Reversal of metformin's anti-proliferative effect in fission yeast efr3 and dnm1 (DRP1) mutants with elongated mitochondria.

Metformin is a well-tolerated drug frequently prescribed for managing type 2 diabetes. Extended metformin use has been linked to a significant decrease in cancer incidence across both diabetic and non-diabetic populations. Here we investigate the anti-proliferative effects of metformin on fission yeast S. pombe. Our findings demonstrate that metformin's inhibitory impact on cell proliferation is effective in the absence of AMP-activated protein kinase (AMPK). Using an unbiased genetic screen we identified the plasma membrane signalling scaffold Efr3, critical for phosphatidylinositol signalling and the generation of PI4Ps, as a key determinant of resistance to the anti-proliferative effect of metformin.

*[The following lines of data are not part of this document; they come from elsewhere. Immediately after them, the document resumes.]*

PR #408, opened 2020-01-22
fix: limit systems fps with distance

BrianAmadori:
As we deactivated the decode throttling in a previous commit, the decoding perf. hit due to enormous messaging throughtput that takes place in some parts of the world is easily noticeable. 

With this we also will reduce greatly the lossy messages being replaced. As they aren't processeed but aren't free either.

Better tested in ZONE: 63,-67
https://explorer.decentraland.zone/branch/fix/limit-systems-fps-with-distance/index.html?position=63,-67


pravusjif (approved):
Looks good to me (and compared to zone I see some improvement) but this should be checked by someone with more Kernel insight

moliva (approved):

kernel/packages/shared/world/parcelSceneManager.ts
```diff
@@ -86,7 +86,8 @@ export async function enableParcelSceneLoading(options: EnableParcelSceneLoading
     globalSignalSceneLoad(sceneId)
     // create the worker if don't exist
     if (!getSceneWorkerBySceneID(sceneId)) {
-      const parcelScene = new options.parcelSceneClass(ILandToLoadableParcelScene(parcelSceneToStart))
+      let parcelScene = new options.parcelSceneClass(ILandToLoadableParcelScene(parcelSceneToStart))
```
moliva: nitpick: this could still be a `const` as the reference remains unchanged

PR #417, opened 2020-01-23
fix: remove MonoBehaviour inheritance from LoadWrapper classes

BrianAmadori:
This is the first step in reducing the overhead of `AddComponent` calls.

- All the `LoadWrapper` instances are stored in the `LoadableShape.attachedLoaders` dictionary and retrieved using `GetLoaderForEntity`. Having a static dictionary in the base class with `gameObject` as key, means than any given entity can only have one `LoadWrapper` attached.

- As all `LoadWrapper` classes are not `MonoBehaviour` anymore, the `OnDestroy` method was removed. This should not be an issue because we are already ensuring `Unload` gets called before destroying any entity through the `DetachShape` calls.

- I'm still on the fence of removing the need for having to create a new `meshRootGameObject` instance. As all the GLTF/AB we are loading already have a container object.


unity-client/Assets/Scripts/MainScripts/DCL/Components/LoadableShapes/LoadableShape.cs
```diff
@@ -109,7 +119,19 @@ protected virtual void AttachShape(DecentralandEntity entity)
...
+
+                if (!attachedLoaders.ContainsKey(entity.meshRootGameObject))
+                {
+                    loadableShape = new LoadWrapperType();
+                    attachedLoaders.Add(entity.meshRootGameObject, loadableShape);
+                }
+                else
+                {
+                    loadableShape = GetLoaderForEntity(entity) as LoadWrapperType;
+                }
```
pravusjif: Can't we do something like the following here?
```
LoadWrapperType loadableShape = GetLoaderForEntity(entity) as LoadWrapperType;

if (loadableShape == null)
{
    loadableShape = new LoadWrapperType();
    attachedLoaders.Add(entity.meshRootGameObject, loadableShape);
}
```

unity-client/Assets/Scripts/MainScripts/DCL/Components/LoadableShapes/NFTShape/NFTShape.cs
```diff
@@ -33,12 +34,23 @@ protected override void AttachShape(DecentralandEntity entity)
...
+
+                if (!attachedLoaders.ContainsKey(entity.meshRootGameObject))
+                {
+                    loadableShape = new LoadWrapper_NFT();
+                    attachedLoaders.Add(entity.meshRootGameObject, loadableShape);
+                }
+                else
+                {
+                    loadableShape = GetLoaderForEntity(entity) as LoadWrapper_NFT;
+                }
```
pravusjif: same question as in LoadableShape.cs here

unity-client/Assets/Scripts/MainScripts/DCL/Components/LoadableShapes/LoadWrapper/LoadWrapper_NFT.cs
```diff
@@ -23,6 +23,14 @@ public override void Load(string src, System.Action<LoadWrapper> OnSuccess, Syst
         {
             if (string.IsNullOrEmpty(src)) return;
 
+            if (loaderController == null)
+                loaderController = entity.meshRootGameObject.GetComponent<NFTShapeLoaderController>();
+
+            loaderController.collider.enabled = withCollisions;
+            loaderController.backgroundColor = backgroundColor;
```
pravusjif, line 36: I'm confused about this 2 values, shouldn't this be configured from the shape class itself using the model parsed from the kernel?

pravusjif (changes requested):

unity-client/Assets/Scripts/MainScripts/DCL/Components/LoadableShapes/LoadableShape.cs
AjimenezDCL: Haven't check the PR yet, but in any case you can avoid the null check of @pravusjif suggestion with:
```
if (GetLoaderForEntity(entity) is LoadWrapperType loadableShape)
{
    loadableShape = new LoadWrapperType();
    attachedLoaders.Add(entity.meshRootGameObject, loadableShape);
}
```

EDIT: This is nonsense, ignore it

unity-client/Assets/Scripts/MainScripts/DCL/Components/LoadableShapes/LoadWrapper/LoadWrapper_NFT.cs
```diff
@@ -23,6 +23,14 @@ public override void Load(string src, System.Action<LoadWrapper> OnSuccess, Syst
         {
             if (string.IsNullOrEmpty(src)) return;
 
+            if (loaderController == null)
+                loaderController = entity.meshRootGameObject.GetComponent<NFTShapeLoaderController>();
+
+            loaderController.collider.enabled = withCollisions;
```
AjimenezDCL, line 35: Do we need a null check here? Could the `meshRootGameObject` not have the component?

unity-client/Assets/Scripts/MainScripts/DCL/Components/LoadableShapes/LoadWrapper/LoadWrapper_OBJ.cs
```diff
@@ -1,52 +1,47 @@
...
+            if (string.IsNullOrEmpty(src))
+                return;
+
+            if (objLoaderComponent == null)
+                objLoaderComponent = entity.meshRootGameObject.GetOrCreateComponent<DynamicOBJLoaderController>();
+
+            objLoaderComponent.OnFinishedLoadingAsset += CallOnComponentUpdated;
+
+            alreadyLoaded = false;
+            objLoaderComponent.OnFinishedLoadingAsset += () => OnSuccess(this);
```
AjimenezDCL: I see this callback being subscribed to `objLoaderComponent.OnFinishedLoadingAsset` but not being unsubscribed. Are we controlling that use-case somewhere else?

Otherwise we could have a delegate as a field in the class, add `OnSuccess(this)` to the delegate and the delegate to `objLoaderComponent.OnFinishedLoadingAsset`.

AjimenezDCL (approved):

unity-client/Assets/Scripts/MainScripts/DCL/Components/LoadableShapes/LoadableShape.cs
pravusjif: what kind of magic is that? XD.
Also, that code block shoud run when the GetLoaderForEntity(entity) **is not** LoadWrapperType, would `if(!(GetLoaderForEntity(entity) is LoadWrapperType) loadableShape)` work? I don't know if this convinces me as it is kind of confusing XD

AjimenezDCL: Oh... you are right.

I thought the condition was `if (loadableShape != null)`. My fault!

unity-client/Assets/Scripts/MainScripts/DCL/Components/LoadableShapes/LoadWrapper/LoadWrapper_NFT.cs
BrianAmadori: Yes, the shape class pass the values from the model to these two values. Had to make the params pass around this way for scoping purposes.

unity-client/Assets/Scripts/MainScripts/DCL/Components/LoadableShapes/LoadWrapper/LoadWrapper_OBJ.cs
BrianAmadori: Let me check. The `OBJ` stuff is pretty outdated and should be removed, but in the meantime i'll try to apply a workaround.

unity-client/Assets/Scripts/MainScripts/DCL/Components/LoadableShapes/LoadableShape.cs
BrianAmadori: Cool suggestions guys. The `loadableShape` must be stored, so I think the inline `is` will not work. We should use that new C# idiom more often though. Let me check what I can do with this expression.

unity-client/Assets/Scripts/MainScripts/DCL/Components/LoadableShapes/LoadWrapper/LoadWrapper_NFT.cs
BrianAmadori: Maybe. Let me check.

BrianAmadori: This component is added here:
https://github.com/decentraland/explorer/blob/fac3bdacd71d925433594d9ad4a43a0ea7707f14/unity-client/Assets/Scripts/MainScripts/DCL/Components/LoadableShapes/NFTShape/NFTShape.cs#L26
Just before calling this code. That prefab contains the `NFTShapeLoaderController` component. Not sure of a better way of doing this.

AjimenezDCL: Maybe we can somehow abort the execution safely if the component is not found. To avoid crashes.

BrianAmadori: ok, added an early exit just in case.

pravusjif (approved):

PR #420, opened 2020-01-24
V2 comms protobuf

pablitar:
# What? 
Using protobuf for message payloads in v2 comms

# Why? 
It greatly reduces bandwidth usage


moliva (approved):
Nice! 😬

Deletion of efr3 resulted in both AMPK-dependent and AMPK-independent resistance to metformin. We show that Efr3 does not influence cell proliferation by controlling Ras1 activity or its cellular localization in yeast. We observe that dnm1 (DRP1) mutants with elongated mitochondria are also resistant to the anti-proliferative effect of metformin and that metformin treatment promotes mitochondrial fusion. Metabolic measurements after prolonged metformin exposure demonstrated a reduction in respiration in both wild type and the efr3 deletion, however, that reduction is less pronounced in the efr3 deletion, which also contained elongated mitochondria. It is likely that mitochondrial fusion enhances yeast fitness in response to metformin exposure. Together we provide a new perspective on the cellular response to metformin.